Aim of the exercise: How many lines in the records below contain the word "tests"? State only that number.

Records contained in a dataset:

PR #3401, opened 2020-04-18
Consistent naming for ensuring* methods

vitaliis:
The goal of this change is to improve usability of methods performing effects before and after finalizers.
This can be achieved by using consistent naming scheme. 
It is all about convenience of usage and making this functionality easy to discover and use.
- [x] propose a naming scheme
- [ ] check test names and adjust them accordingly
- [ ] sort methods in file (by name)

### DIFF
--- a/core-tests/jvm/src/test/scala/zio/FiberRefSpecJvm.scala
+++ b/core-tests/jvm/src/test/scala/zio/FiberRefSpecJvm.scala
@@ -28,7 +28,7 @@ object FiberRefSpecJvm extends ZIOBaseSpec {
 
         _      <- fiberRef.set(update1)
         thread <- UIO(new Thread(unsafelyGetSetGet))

Output for this exercise: 2